* **What you should do**: Please tally the lines of the records that contain "since" and send back only the total.

*** Entries supplied ***

PR #2095, opened 2021-04-16
databroker: add options for maximum capacity

calebdoxsey:
## Summary
Add options for controlling a maximum capacity based on record type. Both the in-memory and redis versions have been updated.

## Checklist
- [ ] updated docs
- [x] updated unit tests
- [ ] updated UPGRADING.md
- [x] ready for review


pkg/storage/redis/redis.go
```diff
@@ -182,13 +257,68 @@ func (backend *Backend) Put(ctx context.Context, record *databroker.Record) (err
...
+	if err != nil {
+		return err
+	}
+
+	// nothing to do if capacity isn't set
+	if options.Capacity == nil {
+		return nil
+	}
+
+	key := getRecordTypeChangesKey(recordType)
```
wasaga, line 280: please add a trace span here as it's called on every `Put()`

pkg/storage/redis/redis.go
```diff
@@ -182,13 +257,68 @@ func (backend *Backend) Put(ctx context.Context, record *databroker.Record) (err
 				Score:  float64(version),
 				Member: bs,
 			})
+			p.ZAdd(ctx, getRecordTypeChangesKey(record.GetType()), &redis.Z{
+				Score:  float64(record.GetModifiedAt().GetSeconds()),
```
wasaga, line 261: is there a reason to limit resolution to just seconds?

wasaga (approved):

pkg/storage/redis/redis.go
calebdoxsey: Because it was a simple method call. I guess we can use something else, though I don't know what the advantage would be.

wasaga: there might be multiple records arriving at the very same second

Issue #2100, opened 2021-04-19
Would it be possible to drop tun.cfg.dstHost from jwtCacheKey


bl0m1:
**Is your feature request related to a problem? Please describe.**
Running Ansible through Pomerium-cli causes hundreds of popus a day, See #2082 

**Describe the solution you'd like**

Currently the `tcptunnel` `jwtCacheKey` using both destination host, proxyhost and tlsconfig. Would it be possible to remove destination host and only have proxyhost here? We have tested the following patch with great success.

```patch
diff --git a/internal/tcptunnel/tcptunnel.go b/internal/tcptunnel/tcptunnel.go
index b4919f9..782d06b 100644
--- a/internal/tcptunnel/tcptunnel.go
+++ b/internal/tcptunnel/tcptunnel.go
@@ -214,7 +214,7 @@ func (tun *Tunnel) run(ctx context.Context, local io.ReadWriter, rawJWT string,
 }
 
 func (tun *Tunnel) jwtCacheKey() string {
-       return fmt.Sprintf("%s|%s|%v", tun.cfg.dstHost, tun.cfg.proxyHost, tun.cfg.tlsConfig != nil)
+       return fmt.Sprintf("%s|%v", tun.cfg.proxyHost, tun.cfg.tlsConfig != nil)
 }
 
 func deBuffer(br *bufio.Reader, underlying io.Reader) io.Reader {
```

This allows us to use ssh helper script https://www.pomerium.io/guides/tcp.html#setup with a `--pomerium-url` set without getting a popup a day for every destination host you would like to proxy traffic towards.

We have considered the security perspective and since the `tun.cfg.proxyHost` is used for connections we are unable to come up with any negative impact.

**Describe alternatives you've considered**

- Running a browser inside the users shell to try "mute" the popups for each new host accessed thru the proxy.

- We have also discussed using a "jumphost" to proxy ssh thru meaning we only allow pomerium to talk to our jumphost and the jumphost to be an additional proxy jump inside our end users ssh configs. However we do not like this singel point of failure and there is a few security concerns since you need to forward your ssh key etc.

**Explain any additional use-cases**

The users would only need one authorisation popup per work day.

**Additional context**

This together with the feature/bug discussed in #2082 creates a synergy and a really seamless experience for end users.

calebdoxsey:
Implemented with the above PR.

PR #2115, opened 2021-04-22
Drop tun.cfg.dstHost from jwtCacheKey

bl0m1:
## Summary

Remove tun.cfg.dstHost from jwtCacheKey. 
Users that uses an `--pomerium-url` does only need one browser popup per auth cycle (default 14 hours)

This is handy when running an Ansible playbook or similar tools which makes you to connect to multiple hosts and now get one browser popup per server per auth cycle.

Mor information can be found in the related issue.

## Related issues

Implements #2100 

## Checklist

- [ ] updated docs
- [ ] updated unit tests
- [ ] updated UPGRADING.md
- [x] ready for review

### DIFF
--- a/internal/tcptunnel/tcptunnel.go
+++ b/internal/tcptunnel/tcptunnel.go
@@ -214,7 +214,7 @@ func (tun *Tunnel) run(ctx context.Context, local io.ReadWriter, rawJWT string, 
 }
 
 func (tun *Tunnel) jwtCacheKey() string {
-	return fmt.Sprintf("%s|%s|%v", tun.cfg.dstHost, tun.cfg.proxyHost, tun.cfg.tlsConfig != nil)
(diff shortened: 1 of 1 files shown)


calebdoxsey (approved):
Thanks @bl0m1 for the PR. Although I implemented much of this functionality I still have a hard time wrapping my head around it.

My first though was this wasn't going to work because you could have two different policies:

```yaml
- from: tcp+https://redis.corp.example.com:6379
  allowed_users: ["user1"]
- from: tcp+https://mysql.corp.example.com:3306
  allowed_users: ["user2"]
```

And this same JWT would end up being used for both which doesn't seem right. But on further consideration, I think it's ok, because the JWT stores identity, not policy decisions. Regardless of which users are allowed the user that logged in would be the same, so re-using the JWT should be ok. The request will still pass through authorize and be checked against the policy.

LGTM!

PR #2124, opened 2021-04-23
envoyconfig: fix metrics ingress listener name

calebdoxsey:
## Summary
It appears that envoy doesn't allow you to update a listener address via LDS, so instead we'll name the ingress with a hash of the address. The `xdsmgr` will then remove the previous one and add the new one, thus allowing us to change the metrics address at runtime.

## Checklist
- [ ] updated docs
- [x] updated unit tests
- [ ] updated UPGRADING.md
- [x] ready for review

### DIFF
--- a/config/envoyconfig/listeners.go
+++ b/config/envoyconfig/listeners.go
@@ -25,6 +25,8 @@ import (
 	"google.golang.org/protobuf/types/known/emptypb"
 	"google.golang.org/protobuf/types/known/wrapperspb"
 
+	"github.com/pomerium/pomerium/internal/hashutil"
+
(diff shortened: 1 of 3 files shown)


config/envoyconfig/listeners.go
```diff
@@ -25,6 +25,8 @@ import (
 	"google.golang.org/protobuf/types/known/emptypb"
 	"google.golang.org/protobuf/types/known/wrapperspb"
 
+	"github.com/pomerium/pomerium/internal/hashutil"
```
desimone: nit: formatting

desimone (approved):

wasaga (approved):

PR #2132, opened 2021-04-26
use cached envoy

wasaga:
## Summary

Currently envoy is re-downloaded on every `make build`, this changes it to use whatever was previously cached. 

## Checklist

- [ ] updated docs
- [ ] updated unit tests
- [ ] updated UPGRADING.md
- [x] ready for review


calebdoxsey (commented):
Where is `_dst` set?

calebdoxsey (approved):

PR #2145, opened 2021-04-27
do not default to grpc.WaitForReady(true)

wasaga:
## Summary

Prefer fail fast in case GRPC upstream cannot be reached, which is default GRPC behaviour. Pomerium code is mostly cyclic and that operation would be retried. When this option is present, in case GRPC upstream cannot be reached for whatever reason, under current GRPC configuration the call would be stuck indefinitely. 

## Related issues

I suspect it to be root case of https://github.com/pomerium/internal/issues/376
The behaviour is very similar to the one observed in https://github.com/pomerium/pomerium-console/issues/1016

## Checklist

- [ ] updated docs
- [ ] updated unit tests
- [ ] updated UPGRADING.md
- [x] ready for review

### DIFF
--- a/pkg/grpc/client.go
+++ b/pkg/grpc/client.go
@@ -99,7 +99,6 @@ func NewGRPCClientConn(opts *Options, other ...grpc.DialOption) (*grpc.ClientCon
 	dialOptions := []grpc.DialOption{
 		grpc.WithChainUnaryInterceptor(unaryClientInterceptors...),
 		grpc.WithChainStreamInterceptor(streamClientInterceptors...),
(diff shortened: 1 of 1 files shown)


calebdoxsey (approved):

travisgroth (changes requested):
As discussed yesterday, I think `WaitForReady` is useful in user request flows to avoid errors during brief disruptions.  We'd still want authz and authn to be able to set this flag when communicating with the databroker rather than removing it entirely.

travisgroth (approved):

*** End of Entries supplied ***

* **Answer to this task**: 2